Tateishi ("standing stone") derives its name from a standing stone addressed by locals as Tateishi-sama, sama being a suffix indicating respect. The stone has been at its present location for at least 600 years and is thought to have been carried and erected here given that the area is on alluvial soil. Locals began to worship the stone as an embodiment of the deity Inari during the Edo period (ca. 1600–1868), hence the sama in the name.

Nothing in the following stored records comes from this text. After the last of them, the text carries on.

PR #2749, opened 2024-09-02
chore(p/grc20): Distinct Event Types for GRC20 Functions

notJoon:
# Description

Currently, the event type for grc20 is uniformly set to `TrasferEvent` (execpt for `Approval` function), which necessitated making RPC calls to check every block.

Therefore, I have modified it by adding event types for each function to distinguish them from one another.

In this case, we can reduce the number of RPC calls by retrieving data only when the target event type occurs.

<details><summary>Contributors' checklist...</summary>

- [ ] Added new tests, or not needed, or not feasible
- [ ] Provided an example (e.g. screenshot) to aid review or the PR is self-explanatory
- [ ] Updated the official documentation or not needed
- [ ] No breaking changes were made, or a `BREAKING CHANGE: xxx` message was included in the description
- [ ] Added references to related issues and PRs
- [ ] Provided any useful hints for running manual tests
- [ ] Added new benchmarks to [generated graphs](https://gnoland.github.io/benchmarks), if any. More info [here](https://github.com/gnolang/gno/blob/master/.benchmarks/README.md).
</details>

PR #3102, opened 2024-11-10
chore(p/grc721): Distinct Event Types for GRC721 Functions

r3v4s:
# Description
Current event(emit) code in p/grc721 really doesn't emits event. 

Therefore, modified code to emit the events.

And similar to #2749, made event type for each function to be unique.

</details>

### DIFF
--- a/examples/gno.land/p/demo/grc/grc721/basic_nft.gno
+++ b/examples/gno.land/p/demo/grc/grc721/basic_nft.gno
@@ -2,6 +2,7 @@ package grc721
 
 import (
 	"std"
+	"strconv"
 
 	"gno.land/p/demo/avl"
 	"gno.land/p/demo/ufmt"
@@ -120,8 +121,12 @@ func (s *basicNFT) Approve(to std.Address, tid TokenID) error {
 	}
 
 	s.tokenApprovals.Set(string(tid), to.String())
-	event := ApprovalEvent{owner, to, tid}
-	emit(&event)
+	std.Emit(
+		ApprovalEvent,
+		"owner", string(owner),
+		"to", string(to),
+		"tokenId", string(tid),
+	)
 
 	return nil
 }
@@ -219,8 +224,12 @@ func (s *basicNFT) Burn(tid TokenID) error {
 	s.balances.Set(owner.String(), balance)
 	s.owners.Remove(string(tid))
 
-	event := TransferEvent{owner, zeroAddress, tid}
-	emit(&event)
+	std.Emit(
+		BurnEvent,
+		"from", string(owner),
+		"to", "",
+		"tokenId", string(tid),
+	)
 
 	s.afterTokenTransfer(owner, zeroAddress, tid, 1)
 
@@ -238,8 +247,12 @@ func (s *basicNFT) setApprovalForAll(owner, operator std.Address, approved bool)
 	key := owner.String() + ":" + operator.String()
 	s.operatorApprovals.Set(key, approved)
 
-	event := ApprovalForAllEvent{owner, operator, approved}
-	emit(&event)
+	std.Emit(
+		ApprovalForAllEvent,
+		"owner", string(owner),
+		"to", string(to),
+		"approved", strconv.FormatBool(approved),
+	)
 
 	return nil
 }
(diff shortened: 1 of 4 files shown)


examples/gno.land/p/demo/grc/grc721/basic_nft.gno
```diff
@@ -219,8 +224,12 @@ func (s *basicNFT) Burn(tid TokenID) error {
 	s.balances.Set(owner.String(), balance)
 	s.owners.Remove(string(tid))
 
-	event := TransferEvent{owner, zeroAddress, tid}
-	emit(&event)
+	std.Emit(
+		BurnEvent,
+		"from", string(owner),
+		"to", "",
```
zivkovicmilos, line 230: This can be omitted, the `to`

examples/gno.land/p/demo/grc/grc721/basic_nft.gno
```diff
@@ -324,8 +341,12 @@ func (s *basicNFT) mint(to std.Address, tid TokenID) error {
 	s.balances.Set(to.String(), toBalance)
 	s.owners.Set(string(tid), to)
 
-	event := TransferEvent{zeroAddress, to, tid}
-	emit(&event)
+	std.Emit(
+		MintEvent,
+		"from", "",
```
zivkovicmilos, line 346: This can be omitted, the `from`

zivkovicmilos (approved):
Thank you for adding event emits to the contract. Looks good 💯 

Can you add a test, even just a `txtar` so we can catch them being emitted? 🙏

examples/gno.land/p/demo/grc/grc721/basic_nft.gno
r3v4s: 65eb0b4aeb310b26ac6bb653e6cffe7e295be485

examples/gno.land/p/demo/grc/grc721/basic_nft.gno
r3v4s: 65eb0b4aeb310b26ac6bb653e6cffe7e295be485

r3v4s:
txtar for all 5 events
36b767af681588917cfa51a28d833daea2714732

leohhhn (approved):

leohhhn:
@r3v4s 

[The EIP](https://eips.ethereum.org/EIPS/eip-721) states 3 event types, none of which are Mint/Burn events; these are all transfer events. Why did you choose this approach? 

I have a vague memory we talked about this in the GRC20 package as well; `Transfer` should be able to cover all needed actions. What's the benefit of having distinct events for Mint/Burn?

r3v4s:
@leohhhn I'm aware of EIP 3 event types, and do remember discussion we talked about GRC20.

And Yes, as you said `Transfer` does cover all (mint, burn, transfer) but current GRC20 [impls unique type](https://github.com/gnolang/gno/blob/4f27a57230320b77d577dd1ab3c773db6189908c/examples/gno.land/p/demo/grc/grc20/types.gno#L58-L63), I just followed it.

IMHO, distinct event name sounds more straightforward.

dongwon8247:
@leohhhn As @notJoon described in #2749, we can reduce the number of RPC calls by retrieving only the specific event data we need (e.g., `Mint` or `Burn`). Otherwise, applications have to retrieve all `Transfer` events and filter out the necessary information.

leohhhn:
@r3v4s @dongwon8247 

Sounds good! I remember. 

Do you think it would be good to emit the Transfer event as well, to follow the standard? Or should we deviate? 

I'm okay doing either if this makes it easier for off-chain services.

r3v4s:
For now, I prefer not to(for 2 reasons).
1. (AFAIK) `std.Emit` spends gas
2. If we're willing to add standard event too, it should be handle in another pr (that also includes grc20 to emit standard event)

r3v4s:
> @r3v4s @dongwon8247
> 
> Sounds good! I remember.
> 
> Do you think it would be good to emit the Transfer event as well, to follow the standard? Or should we deviate?
> 
> I'm okay doing either if this makes it easier for off-chain services.

For now, I prefer not to(for 2 reasons).
1. (AFAIK) `std.Emit` spends gas
2. If we're willing to add standard event too, it should be handle in another pr (that also includes grc20 to emit standard event)

gno.land/cmd/gnoland/testdata/grc721_emit.txtar
thehowl, line 1: Note; we'll need to refactor these tests eventually so we test for the events emitted inside a _test.go, but it kind of depends on the discussions in #1475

The stone is reputed to have once had a height of 8-24 inches (approximately 20 to 60 cm), but today it stands only 1 inch above ground level due to the effects of floods, subsidence, and breakage by locals who wanted to use a piece of the stone as a talisman against disease or getting shot in battle.

==Education==
Katsushika Ward Board of Education operates public elementary and junior high schools.

Tateishi 1-chome is zoned to Honden Elementary School (本田小学校). 2-4-chome and part of 5-chome are zoned to Umeda Elementary School (梅田小学校). 6-7-chome and the rest of 5-chome are zoned to Seiwa Elementary School (清和小学校). 8-chome is zoned to Katsushika Elementary School (葛飾小学校).

Tateishi 3-4 and 6-8-chome, as well as part of 5-chome, are zoned to Tateishi Junior High School (立石中学校). 2-chome and the rest of 5-chome are zoned to Daido Junior High School (大道中学校). 1-chome is zoned to Honden Junior High School (本田中学校).